Though I do believe we are probably over-vaccinating our dogs (how many vaccinations do *you* get a year?) and this may very well be a cause of several (deadly?) health problems we see in our pets today, we would be far worse still to not vaccinate. However, how often do we need to? I don't know but I'm also not sure titers are the answer either. Here are two (I think) excellent articles with slightly differing opinions on the use of titers in measuring a pet's level of immunity.
TITER TEST
Antibody Titers vs Annual Vaccinations

So far, I have discussions about all this with my vet and we occasionally disagree but mostly we both admit to not having all the information concerning vaccinations and the appropriate protocols... he's slightly more conservative than I in his approach but I trust his (30+) years of experience and do ultimately defer to him in this matter.


----------



## Pointgold (Jun 6, 2007)

None of the available answers pertain to what I do. I follow the new vaccine protocols. One of the best summaries of the protocols can be found here:
New Vaccination Protocol in a Nutshell


----------



## Penny & Maggie's Mom (Oct 4, 2007)

I didn't vote since we have different protocols going on in our one household !!!! Our AIHA springer, Cody, will NOT be vaccinated again which both my vet, me, and even the City of Dallas agree with ! However, our 4 yo goldens will continue to at least get rabies ( hopefully only every 3 years like the vaccine itself says ( altho the city requires yearly) after having "the works" for 3 years before I became aware of the dangers. From the AIHA website, I am citing the new research that's been started at the Univ. of Wisconsin. I know this is a subject that gets me on my soapbox, but I think we ALL need to educate ourselves and then make an informed decision based on what we ( and our vets) think is best for our particular circumstance.

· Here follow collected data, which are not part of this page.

PR #4484, opened 2020-09-05
Scan disputes for accounts where same user used diff. real names.

chimp1984:


core/src/main/java/bisq/core/support/dispute/agent/FraudDetection.java
```diff
@@ -0,0 +1,215 @@
...
+    private void buildRealNameAccountMaps() {
+        buyerRealNameAccountByAddressMap.clear();
+        sellerRealNameAccountByAddressMap.clear();
+        disputeManager.getDisputesAsObservableList()
+                .forEach(dispute -> {
+                    Contract contract = dispute.getContract();
+                    PubKeyRing traderPubKeyRing = dispute.getTraderPubKeyRing();
+                    String traderPubKeyHash = getTraderPuKeyHash(traderPubKeyRing);
+                    String buyerPubKeyHash = getTraderPuKeyHash(contract.getBuyerPubKeyRing());
+                    boolean isBuyer = contract.isMyRoleBuyer(traderPubKeyRing);
```
sqrrm: Isn't this also known in the next if statement, could just set `true` and `false` instead of `isBuyer` when adding to map.

core/src/main/java/bisq/core/support/dispute/agent/FraudDetection.java
```diff
@@ -0,0 +1,215 @@
...
+    private String getTraderPuKeyHash(PubKeyRing pubKeyRing) {
+        return Utilities.encodeToHex(Hash.getRipemd160hash(pubKeyRing.toProtoMessage().toByteArray()));
+    }
+
+    private void addToMap(String pubKeyHash, Map<String, List<RealNameAccountInfo>> map,
+                          PaymentAccountPayload paymentAccountPayload,
+                          String address,
+                          Dispute dispute,
+                          boolean isBuyer) {
+        if (paymentAccountPayload instanceof PayloadWithHolderName) {
```
sqrrm: Better to return early instead of big if blocks.

sqrrm (approved):
utACK

core/src/main/java/bisq/core/support/dispute/agent/FraudDetection.java
chimp1984: I think you reviewed an older version, not in current version anymore.

core/src/main/java/bisq/core/support/dispute/agent/FraudDetection.java
chimp1984: I will use a stream filter in a new PR...

core/src/main/java/bisq/core/support/dispute/agent/FraudDetection.java
sqrrm: Yeah, started with first commit, then everything changed and I didn't remove this comment.

PR #4486, opened 2020-09-06
Deactivate confirm buttons once mediation started

### LINKED ISSUE #4162: Bisq allows seller to omit mediation
### Description

1. Buyer pays seller XMR. 
2. Seller doesn't confirm or respond chat.
3. Buyer waits one hour and opens mediation. 
4. Mediator demands proof of payment, which is provided by buyer.
5. Seller still doesn't answer to buyer or mediator.
6. Seller has 10 days to release locked funds, omitting mediator's suggestion.

### Expected behaviour

Trade protocol should allow to keep multisig deposit locked when mediation has been requested.
I don't know how to technically solve this flaw, but once trade period expires and mediation is open, both traders should agree on payout before multisig funds are released.

### Actual behaviour

As long as he acts before arbitration, seller doesn't have any incentive to accept mediator suggestion once they have received buyer's payment.

#### Related

https://github.com/bisq-network/bisq/pull/4099
https://github.com/bisq-network/bisq/issues/4064

chimp1984:
Fixes https://github.com/bisq-network/bisq/issues/4162

### DIFF
--- a/core/src/main/java/bisq/core/trade/protocol/TradeProtocol.java
+++ b/core/src/main/java/bisq/core/trade/protocol/TradeProtocol.java
@@ -420,4 +420,14 @@ public abstract class TradeProtocol {
             }
         }
     }
+
+    protected boolean wasDisputed(ErrorMessageHandler errorMessageHandler) {
+        if (trade.getDisputeState() != Trade.DisputeState.NO_DISPUTE) {
+            String msg = "Dispute have been opened once. We do not allow anymore to confirm payment by button click.";
+            log.error(msg);
+            errorMessageHandler.handleErrorMessage(msg);
+            return true;
+        }
+        return false;
+    }
 }
--- a/core/src/main/java/bisq/core/trade/protocol/BuyerAsMakerProtocol.java
+++ b/core/src/main/java/bisq/core/trade/protocol/BuyerAsMakerProtocol.java
@@ -212,6 +212,10 @@ public class BuyerAsMakerProtocol extends TradeProtocol implements BuyerProtocol
     // User clicked the "bank transfer started" button
     @Override
     public void onFiatPaymentStarted(ResultHandler resultHandler, ErrorMessageHandler errorMessageHandler) {
+        if (wasDisputed(errorMessageHandler)) {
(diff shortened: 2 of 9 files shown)


core/src/main/java/bisq/core/trade/protocol/TradeProtocol.java
```diff
@@ -420,4 +420,14 @@ private void cleanupTradableOnFault() {
             }
         }
     }
+
+    protected boolean wasDisputed(ErrorMessageHandler errorMessageHandler) {
+        if (trade.getDisputeState() != Trade.DisputeState.NO_DISPUTE) {
+            String msg = "Dispute have been opened once. We do not allow anymore to confirm payment by button click.";
+            log.error(msg);
```
sqrrm, line 427: Error log is too harsh here, info seems more reasonable.

sqrrm (changes requested):
Just need to fix log level

core/src/main/java/bisq/core/trade/protocol/TradeProtocol.java
chimp1984: I think that is not too harsh as it is not possible to get there as long a user does not write custom code. Will be also more visible in case the API starts to use those code branches and does not do the checks we do in the UI. Maybe even an exception is justified here?

chimp1984: But maybe the method does too much. Should only return a boolean and not handle the true case. I will have a look and maybe add a commit to an open PR.

chimp1984:
@sqrrm Upps, sorry I closed unintentionall and now it does not allow me to reopen. Could you reopen the PR?

chimp1984:
Ah damn I deleted my remote branch ;-(. Will have to fix that somehow and prob need to make a new PR ;-(

chimp1984:
Added again the PR to my repo but Github still does not let me reopen it. I will make a new PR.

chimp1984:
Replaced by https://github.com/bisq-network/bisq/pull/4493

PR #4487, opened 2020-09-06
Remove offer from takers offerbook after take offer is completed.

chimp1984:
We do not wait until the offer got removed by a network remove message but remove it
directly from the offer book. The broadcast gets now bundled and has 2 sec. delay so the
removal from the network is a bit slower as it has been before. To avoid that the taker gets
confused to see the same offer still in the offerbook we remove it manually. This removal has
only local effect. Other trader might see the offer for a few seconds
still (but cannot take it).


sqrrm (approved):
utACK

PR #4491, opened 2020-09-07
Bug fixes

chimp1984:
- useXmrTxProof was set at active but used in addContent which was
called before activate.
- Fix bug with using currencyName instead of currencyCode
- Refactor: Use methods in base class instead of repeated code


ripcurlx (approved):
utACK

PR #4497, opened 2020-09-07
Add note to SetXmrTxKeyWindow

m52go:
This PR adds a small note on the SetXmrTxKeyWindow about auto-confirm, and it makes clear that the inputs for tx info are optional.

**Before:**

Screenshot from 2020-09-07 11-43-56

**After:**

Screenshot from 2020-09-07 11-33-13


chimp1984 (approved):
utACK

ripcurlx (approved):
ACK

PR #4503, opened 2020-09-08
Xmr tool bugfix: Ignore future results after terminal result

chimp1984:
Ignore future results in case we had a terminal result already.
Avoid that a success result overwrites an earlier failed/error result.


ripcurlx (approved):
utACK

PR #4504, opened 2020-09-09
Use bisq's bitcoinj 0.15.8 - september 2020

oscarguindzberg:
Adapt Bisq to bitcoinj 0.15.8  (see https://github.com/bisq-network/bitcoinj/commits/bisq_0.15.8)
That is a pre-requisite for segwit support.
This PR replaces https://github.com/bisq-network/bisq/pull/4270


oscarguindzberg:
I see codacy suggested a couple of changes, I will fix them ASAP

core/src/main/java/bisq/core/btc/setup/BisqKeyChainGroupStructure.java
```diff
@@ -0,0 +1,80 @@
...
+            ChildNumber.ONE_HARDENED);
+
+    private boolean isBsqWallet;
+
+    public BisqKeyChainGroupStructure (boolean isBsqWallet) {
+        this.isBsqWallet = isBsqWallet;
+    }
+
+    @Override
+    public ImmutableList<ChildNumber> accountPathFor(Script.ScriptType outputScriptType) {
```
chimp1984, line 62: Aren't there more script types (MultiSig) to check?

core/src/main/java/bisq/core/btc/setup/WalletsSetup.java
```diff
@@ -172,7 +172,6 @@ public WalletsSetup(RegTestHost regTestHost,
 
         btcWalletFileName = "bisq_" + config.baseCurrencyNetwork.getCurrencyCode() + ".wallet";
         params = Config.baseCurrencyNetworkParameters();
-        PeerGroup.setIgnoreHttpSeeds(true);
```
chimp1984: Are httpSeed still used by default in BitcoinJ? If so I would prefer to still make sure to not use http seeds as they have some privacy issues.

core/src/main/java/bisq/core/btc/setup/WalletConfig.java
```diff
@@ -495,6 +485,8 @@ private Wallet loadWallet(boolean shouldReplayWallet, File walletFile, boolean i
     }
 
     protected Wallet createWallet(boolean isBsqWallet) {
+        // Change preferredOutputScriptType of btc wallet to P2WPKH to start using segwit
+        Script.ScriptType preferredOutputScriptType = isBsqWallet ? Script.ScriptType.P2PKH : Script.ScriptType.P2PKH;
```
chimp1984: I guess the else case should be P2WPKH

chimp1984 (changes requested):

chimp1984:
@ripcurlx why it got flagged incorrectly (altcoin)?

ripcurlx:
> @ripcurlx why it got flagged incorrectly (altcoin)?

It touches the assets module.

core/src/main/java/bisq/core/btc/setup/BisqKeyChainGroupStructure.java
oscarguindzberg: Even though Bisq uses multisig (eg for payout tx signing), bisq does not use a multisig keychain.
A multisig keychain (MarriedKeyChain in bitcoinj) makes sense when you want to repeatedly generate new multisig addresses for the same group of people.

core/src/main/java/bisq/core/btc/setup/WalletConfig.java
oscarguindzberg: That will be true when we implement segwit.
For now, this is just migration to bitcoinj 0.15
The code is a placeholder for the code that is coming soon (see the comment in the previous line).
I will update the code to:
Script.ScriptType preferredOutputScriptType = Script.ScriptType.P2PKH;
To avoid confusions until segwit is implemented.

core/src/main/java/bisq/core/btc/setup/WalletsSetup.java
oscarguindzberg: http seeds are not used by default in bitcoinj and are not used in bisq as is.
Having said that, I had another look at this and found they might be used if a bisq dev activates a certain feature of bitcoinj that is not being used today. So, I will add PeerGroup.setIgnoreHttpSeeds(true) again.

core/src/main/java/bisq/core/btc/setup/BisqKeyChainGroupStructure.java
chimp1984: Ok, thanks. Did not see the full context.

core/src/main/java/bisq/core/btc/setup/WalletConfig.java
chimp1984: Ah missed the comment.

oscarguindzberg:
I fixed codacy suggestions, but 2 of them. They say I should avoid calling toString() on a String object, but actually Sha256Hash.toString() is being called.

chimp1984:
> I fixed codacy suggestions, but 2 of them. They say I should avoid calling toString() on a String object, but actually Sha256Hash.toString() is being called.

Its in TransactionsListItem.java trade.getDepositTx().getTxId().toString()

chimp1984 (dismissed):
preliminary utACK
But I would like to do a more in depth review in a few days. So better wait for after release with merge and another ACK as its high risk area with wallet code changes.

ripcurlx:
@oscarguindzberg Could you please have a look at the two unnecessary `toString` calls Codacy is complaining about, so this PR is mergeable? Thanks!

chimp1984 (dismissed):
utACK

core/src/main/java/bisq/core/btc/model/AddressEntryList.java
```diff
@@ -105,9 +107,9 @@ public void onWalletReady(Wallet wallet) {
         if (!entrySet.isEmpty()) {
             Set<AddressEntry> toBeRemoved = new HashSet<>();
             entrySet.forEach(addressEntry -> {
-                DeterministicKey keyFromPubHash = (DeterministicKey) wallet.findKeyFromPubHash(addressEntry.getPubKeyHash());
+                DeterministicKey keyFromPubHash = (DeterministicKey) wallet.findKeyFromPubKeyHash(addressEntry.getPubKeyHash(), Script.ScriptType.P2PKH);
```
sqrrm: Prefer to break lines at 120 characters.

gradle/witness/gradle-witness.gradle
```diff
@@ -68,22 +68,23 @@ dependencyVerification {
         'net.glxn:qrgen:c85d9d8512d91e8ad11fe56259a7825bd50ce0245447e236cf168d1b17591882',
         'net.jcip:jcip-annotations:be5805392060c71474bf6c9a67a099471274d30b83eef84bfc4e0889a4f1dcc0',
         'net.sf.jopt-simple:jopt-simple:df26cc58f235f477db07f753ba5a3ab243ebe5789d9f89ecf68dd62ea9a66c28',
-        'network.bisq.btcd-cli4j:btcd-cli4j-core:203156fc63dc1202774de9818e4f21149549f79b25d356b08bb0c784be40c0e8',
-        'network.bisq.btcd-cli4j:btcd-cli4j-daemon:0a2783a851add6e3d8ae899ade48c041b250bfac64b6a4c5f6380ebcdbbe6848',
+        'network.bisq.btcd-cli4j:btcd-cli4j-core:4634b39de93764c4609e295e254e8c3b1427ba24febf43352f4f315029c5b1b3',
```
sqrrm, line 71: Upgraded btcd-cli4j, why was this necessary?

sqrrm (commented):
Tested in regtest and wallet conversion seems to have worked fine. Sending coins work fine, BSQ parsing looks correct.

What I haven't done is completely understood the changes to WalletConfig.java. The rest looks ok to me.

chimp1984 (dismissed):
utACK

oscarguindzberg:
@ripcurlx the two "unnecessary toString() calls Codacy is complaining about" seem like a Codacy bug to me. toString() is being called on Sha256Hash instances, not on String instances.

gradle/witness/gradle-witness.gradle
oscarguindzberg: Kind of long story...
A year ago I upgraded some Bisq dependencies to match bitcoinj 0.15.1 dependencies. eg upgraded guava from 20 to 27.
Then, when bitcoinj 0.15.8 came out with guava 28.2 , I upgraded Bisq to use that guava version.
None of those changes were merged yet, we are merging it as part of this PR.

Some time ago this code was merged into the btcd-cli4j repo https://github.com/bisq-network/btcd-cli4j/pull/4 . And then you reverted part of the change https://github.com/bisq-network/btcd-cli4j/pull/8.

So, I am not actually upgrading btcd-cli4j but downgrading it to the version that declares a dependency on guava 27.

In any case, bisq's gradle resolves not to include the guava version declared in btcd-cli4j but the version declared on its own build.gradle file.

To make things clear a new btcd-cli4j version declaring a dependency to guava 28.2-jre could be created, then we could upgrade to that btcd-cli4j version in bisq.

oscarguindzberg:
@sqrrm @ripcurlx I think this PR is ready for merging. Please, let me know if there is something I did not answer/fix.

core/src/main/java/bisq/core/btc/model/AddressEntryList.java
oscarguindzberg: done

oscarguindzberg:
@sqrrm  I re-requested review from you, I guess that is necessary to merge the PR since I pushed 3 new commits with a bugfix and code styling changes.

sqrrm (dismissed):
ACK

Waiting for @ripcurlx to test this before merging as well. Also need a resolution to the codacy complaints.

chimp1984 (dismissed):
utACK

chimp1984:
@sqrrm @ripcurlx The codady complains are false positives. getTxId() returns a ShaHash and toString() is correct on that. Seems a bug in codacy. Please ignore that and merge or deactivate that rule.

sqrrm:
Impossible to ignore, it blocks merging. So either we're changing codacy rules or we write bad code to get around codacy. It's a pity that's it's so annoying.

oscarguindzberg:
@sqrrm I added a commit https://github.com/bisq-network/bisq/pull/4504/commits/83a1e2f044901e773cd848660f4a08da2ce09e39 to make codacy happy. Check passes now.

sqrrm (dismissed):

oscarguindzberg:
I just signed my commits. I had to push again. I guess the PR requires approval again.

sqrrm (approved):

chimp1984:
> Impossible to ignore, it blocks merging. So either we're changing codacy rules or we write bad code to get around codacy. It's a pity that's it's so annoying.

Thats the real dnager with that too strict and inflexible robot. We bow down and do things we would not do otherwise (for instance i use less exception handling now as it enforces me to write custom exceptions which is often boilerplate, leading at the end to less safe code). We are the masters not codacy.

chimp1984 (changes requested):
NACK (to last commit bowing down to stupid codacy bot)

I think this is really wrong that we start to write less readible code because of that stupid bot. @ripcurlx Please deactivate codacy until we find a more flexible solution. I find this inacceptable that we cannot override clear mistakes or bad settings in codacy.

oscarguindzberg:
@chimp1984 The last commit (https://github.com/bisq-network/bisq/commit/83a1e2f044901e773cd848660f4a08da2ce09e39) does not seem wrong or less readable to me, it is just another way to do the same thing. Please, please, don't NACK this PR... it was so hard to be ready to merge. Let's fix codacy in another issue/PR.

chimp1984 (approved):
utACK

chimp1984:
Ok, I just got too  many times annoyed by a tool which seems to makes us slaves.

cd2357:
> Impossible to ignore, it blocks merging. So either we're changing codacy rules or we write bad code to get around codacy. It's a pity that's it's so annoying.

@sqrrm are you sure?

I played around with Codacy and it can be ignored when merging:

github-repo-merge-despite-codacy

sqrrm:
I guess admins can override codacy, but I'm not an admin so I can't.

cd2357:
Hmm.

Alternatively, Codacy can be removed from the "branch protection" settings.

github-codacy-branch-protection

In that case, the Codacy checks are only informative and merging is possible without admin permissions.

github-codacy-branch-protection-result

Which seems like a sane setup.

cd2357:
Other checks can still be enforced though, like successful travis builds.

sqrrm:
@cd2357 making them recommendations rather than enforced sounds like the more flexible and sane thing to do, all things considered. Thanks for looking that up, @ripcurlx could you make codacy optional? I think it could save some headaches.

PR #4505, opened 2020-09-09
Bugfix: Set username when saving the account not on every text change

ripcurlx:
There is no elegant solution to do this, as we didn't have a input normalization for e-mail, phone numbers in Revolut before and I don't know what is possible to enter as a username as well.
So the workaround is to set the user name only when the account is saved and not on every text change which cause that only the first character will be added as account id in the payload.

See https://github.com/bisq-network/bisq/pull/4481#pullrequestreview-485066342

### DIFF
--- a/desktop/src/main/java/bisq/desktop/components/paymentmethods/RevolutForm.java
+++ b/desktop/src/main/java/bisq/desktop/components/paymentmethods/RevolutForm.java
@@ -40,6 +40,8 @@ import javafx.scene.layout.GridPane;
 
 import lombok.extern.slf4j.Slf4j;
 
+import org.jetbrains.annotations.NotNull;
+
 import static bisq.desktop.util.FormBuilder.addCompactTopLabelTextField;
 import static bisq.desktop.util.FormBuilder.addCompactTopLabelTextFieldWithCopyIcon;
 import static bisq.desktop.util.FormBuilder.addTopLabelFlowPane;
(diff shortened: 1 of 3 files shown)


chimp1984:
I will have a look as well...

desktop/src/main/java/bisq/desktop/components/paymentmethods/RevolutForm.java
```diff
@@ -125,8 +126,23 @@ public void addFormForDisplayAccount() {
...
                 && account.getTradeCurrencies().size() > 0);
     }
+
+    @Override
+    public PaymentAccount getPaymentAccountForAccountCreation() {
+        String userName = getUserName();
+        if (!userName.isEmpty()) {
+            account.setUserName(userName);
+        }
+        return super.getPaymentAccount();
```
chimp1984, line 141: Better use account instead of super.getPaymentAccount(); as that would suggest that this is different than the visible account we used for setting the username.

desktop/src/main/java/bisq/desktop/components/paymentmethods/RevolutForm.java
```diff
@@ -73,7 +75,6 @@ public void addFormForAddAccount() {
         userNameInputTextField = FormBuilder.addInputTextField(gridPane, ++gridRow, Res.get("payment.account.userName"));
         userNameInputTextField.setValidator(validator);
         userNameInputTextField.textProperty().addListener((ov, oldValue, newValue) -> {
-            account.setUserName(newValue.trim());
             updateFromInputs();
```
chimp1984, line 78: I think the problem is that the setUserName method has side effects. I will make an alternative PR with solving the problem at the domain layer. Will be also more useful once used from API.

chimp1984 (commented):
NACK
I will make a PR with an alternative approach

PR #4506, opened 2020-09-09
Fix revolut accountID bug 

chimp1984:
Remove side effect in setUserName method and add extra handling for the moment we save the account. Only at that moment we check if we need to
set the accountId with the value of the userName.
We do that in the domain layer to avoid more domain logic code in the UI
layer.

Fixes bug found at:
https://github.com/bisq-network/bisq/pull/4481#pullrequestreview-485066342


ripcurlx (approved):
utACK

> CANINE RABIES CHALLENGE STUDIES BEGIN !
> 
> One of the most important vaccine research studies in
> veterinary medicine is underway at the University of Wisconsin School
> ...


----------



## monomer (Apr 21, 2005)

I'm guessing that "rabies challenging" mean exposing a bunch of dogs to the rabies virus to see which ones actually come down with the deadly disease... and then suffer and die an excruciating death. I guess they would be considered collateral damage... pets dying so other pets may live longer, healthier lives... its a trade-off, its too bad those dogs don't have a say so in if they wish to be volunteering in this noble effort.


----------



## Penny & Maggie's Mom (Oct 4, 2007)

This is taken from the above site as an intro.


> Dear Friends,
> 
> 
> Many dog caregivers across the country are becoming more and more aware of the possibility that over vaccination can have harmful effects on dogs - and the rabies vaccine is no exception. The incidence of rabies exposure in companion animals and humans, though very low today, still remains a distinct possibility. Consequently, the Federal and state governments require every dog to be vaccinated triennially (still even annually or biannually in a few states) against rabies. However, the veterinary community is increasingly concerned that rabies vaccination given this frequently is not only unnecessary but also responsible for inducing adverse reactions that lead to both acute and chronic immunological and other disorders. Although a French medical study completed in 1992 showed that rabies vaccine is protective for at least five years, Federal and state legislatures have not accepted this finding.Thus, the health and well-being of millions of dogs in the United States remain threatened by the potential for adverse vaccinal events.
> ...


----------



## monomer (Apr 21, 2005)

Is forty dogs going to be enough to use as proof? Think about the potential consequences if they are wrong... both people and dogs will surely die from rabies even if only one tenth of one percent aren't protected after 5 years (that represents about 40,000 dogs I think). My understanding is that once the symptoms are present, death becomes the inevitable conclusion in both human and dogs alike. Hopefully there will be follow-up studies using much larger and diverse sample sizes before new protocols are ever announced.


----------



## Bailey & Bentley (Feb 25, 2007)

When I go I tell them give me the works. They always suggest the works anyway. I am not sure if I have ever gotten the kennel cough one though. But I always get the lyme vaccine because we have a ton of ticks here.


----------



## Gwen (Aug 9, 2007)

Bailey & Bentley said:


> When I go I tell them give me the works. They always suggest the works anyway. I am not sure if I have ever gotten the kennel cough one though. But I always get the lyme vaccine because we have a ton of ticks here.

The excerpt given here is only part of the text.